The extent of Lara’s planning and ability to execute came forth to Tendulkar in 1990 when the duo played together as part of the Rest of the World outfit in an exhibition match against Pakistan in Canada. “Batting first, Pakistan had put up a 300+ score and boasted a formidable bowling attack comprising Imran Khan, Wasim Akram, Waqar Younis, Aaqib Javed and Mushtaq Ahmed. Lara and I stitched together a big partnership of 180-190 and chased down the total. It was a joy to bat with him and plan that run chase,” says Tendulkar whose name was invariably taken alongside Lara’s whenever there was a discussion on the greatest contemporary batsman during their careers. “He is extremely sharp and has a clear thought process. His calculation in terms of whom to attack and whom to defend is spot on.”

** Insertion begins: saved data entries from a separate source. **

PR #338, opened 2021-04-23
refactor: use go-kong's header injection

hbagdi:
Why?
go-kong ships with header injection utility which can be used directly.
This was not possible when decK was first written.
This reduces some code duplication.

### DIFF
--- a/utils/types.go
+++ b/utils/types.go
@@ -109,31 +109,6 @@ func (kc *KongClientConfig) ForWorkspace(name string) KongClientConfig {
 	return result
 }
 
-// HeaderRoundTripper injects Headers into requests
-// made via RT.
-type HeaderRoundTripper struct {
-	headers []string
-	rt      http.RoundTripper
-}
-
-// RoundTrip satisfies the RoundTripper interface.
-func (t *HeaderRoundTripper) RoundTrip(req *http.Request) (*http.Response,
-	error) {
-	newRequest := new(http.Request)
-	*newRequest = *req
-	newRequest.Header = make(http.Header, len(req.Header))
-	for k, s := range req.Header {
-		newRequest.Header[k] = append([]string(nil), s...)
-	}
-	for _, s := range t.headers {
-		split := strings.SplitN(s, ":", 2)
-		if len(split) >= 2 {
-			newRequest.Header[split[0]] = append([]string(nil), split[1])
-		}
-	}
-	return t.rt.RoundTrip(newRequest)
-}
-
 // GetKongClient returns a Kong client
 func GetKongClient(opt KongClientConfig) (*kong.Client, error) {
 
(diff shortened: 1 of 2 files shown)


utils/types.go
```diff
@@ -156,10 +131,15 @@ func GetKongClient(opt KongClientConfig) (*kong.Client, error) {
...
 	if len(opt.Headers) > 0 {
-		c.Transport = &HeaderRoundTripper{
-			headers: opt.Headers,
-			rt:      defaultTransport,
+
+		headers := http.Header{}
+		for _, keyValue := range opt.Headers {
+			split := strings.SplitN(keyValue, ":", 2)
+			if len(split) >= 2 {
+				headers[split[0]] = []string{split[1]}
```
mflendrich, line 139: `http.Header` has an `Add()` function in its public interface.
Its behavior is slightly different than what is here now: `Add()` canonicalizes the header key format.

Should we use `Add()` instead of a map assignment here? If not, why not?

utils/types.go
```diff
@@ -156,10 +131,15 @@ func GetKongClient(opt KongClientConfig) (*kong.Client, error) {
 	defaultTransport.TLSClientConfig = &tlsConfig
 	c.Transport = defaultTransport
 	if len(opt.Headers) > 0 {
-		c.Transport = &HeaderRoundTripper{
-			headers: opt.Headers,
-			rt:      defaultTransport,
+
+		headers := http.Header{}
```
mflendrich, line 135: Please put this in a `func parseHeaders(raw []string) http.Header` and unit test that function.

utils/types.go
```diff
@@ -156,10 +131,15 @@ func GetKongClient(opt KongClientConfig) (*kong.Client, error) {
 	defaultTransport.TLSClientConfig = &tlsConfig
 	c.Transport = defaultTransport
 	if len(opt.Headers) > 0 {
```
mflendrich, line 133: This `if` seems superfluous at first glance. To keep code simple (and easier to test), could we always run with headers, even if the header list is empty?

utils/types.go
```diff
@@ -156,10 +131,15 @@ func GetKongClient(opt KongClientConfig) (*kong.Client, error) {
...
-		c.Transport = &HeaderRoundTripper{
-			headers: opt.Headers,
-			rt:      defaultTransport,
+
+		headers := http.Header{}
+		for _, keyValue := range opt.Headers {
+			split := strings.SplitN(keyValue, ":", 2)
+			if len(split) >= 2 {
```
mflendrich, line 138: I think we should return an `error` from `GetKongClient` when `len(split) < 2`.

utils/types.go
mflendrich: If we decide to implement the suggestion from https://github.com/Kong/deck/pull/338#discussion_r619089783, the return value will probably become `(http.Header, error)`

utils/types.go
hbagdi: Low level performance is the reason.
The implementation of the the RoundTrip will do unnecessary copies: https://github.com/Kong/go-kong/blob/main/kong/utils.go#L64-L75

In your opinion, what is the right place to have this guard? Inside RoundTrip or here? And why?
(I think inside the RoundTrip. Why? Make life easy for the caller. The caller shouldn't even know anything about the implementation.)

hbagdi:
@mflendrich This is ready for another round of review.

hbagdi:
Ping for another review @mflendrich.

utils/types.go
mflendrich: I think that the place for such optimizations is under the abstraction.

That said, I think that's too small of a detail to block this PR.

utils/types.go
```diff
@@ -188,6 +163,19 @@ func GetKongClient(opt KongClientConfig) (*kong.Client, error) {
...
 
+func parseHeaders(headers []string) (http.Header, error) {
+	res := http.Header{}
+	for _, keyValue := range headers {
+		split := strings.SplitN(keyValue, ":", 2)
+		if len(split) >= 2 {
+			res.Add(split[0], split[1])
+		} else {
+			return nil, fmt.Errorf("splitting header key-value '%s'", keyValue)
+		}
```
mflendrich, line 174: nit

https://github.com/golang/go/wiki/CodeReviewComments#indent-error-flow

mflendrich (approved):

For Lara, it was simple mathematics of time versus efficiency. When he walked out to bat, he felt the bowlers had a 70:30 chance of getting him. With each ball, there would be a perceptible shift in power. “I would create my momentum based on that.”
He hopes that the current West Indian team led by Jason Holder, which is showing signs of a comeback, after having gone through over a decade of slump, deploys such clockwork precision to plan the road ahead. But it’s still early days, and resurgence is too strong a word at this stage, he warns. The team is building strong foundations by winning at home, but an aura of invincibility only stems from consistent shows abroad. He cites the World Cup match against New Zealand as a test case, a game he stayed up till nearly 3 in the morning in the hope of a miracle win only to be disappointed in the last over. “Where was the planning? If Carlos Brathwaite could score a century rallying with tailenders, what happened to the other set of players?” he asks. “We have exciting young talent, but you have to grow as a player because the game will only become tougher, tougher and tougher.”
He’s eager to mentor the young guns should they look him up, returning a favour the greats of his era had done to him: Sobers who would stand behind him in the nets and remind him to watch the ball every single time, not just from the point of release but as the bowler starts running in from the top of his mark, Desmond Haynes and the late Malcolm Marshall who he roomed with and whose brains he would endlessly pick until the latter would plead, “Please Brian, go to sleep, no more questions.”
“I’ve had so much in my cricketing career, yes a lot of disappointments too. But people ask me if I would have given up my period of play to be with the greats, or with the T20 era. Never,” says Lara. With the kind of CV he has the privilege of brandishing, it’s really a no-brainer.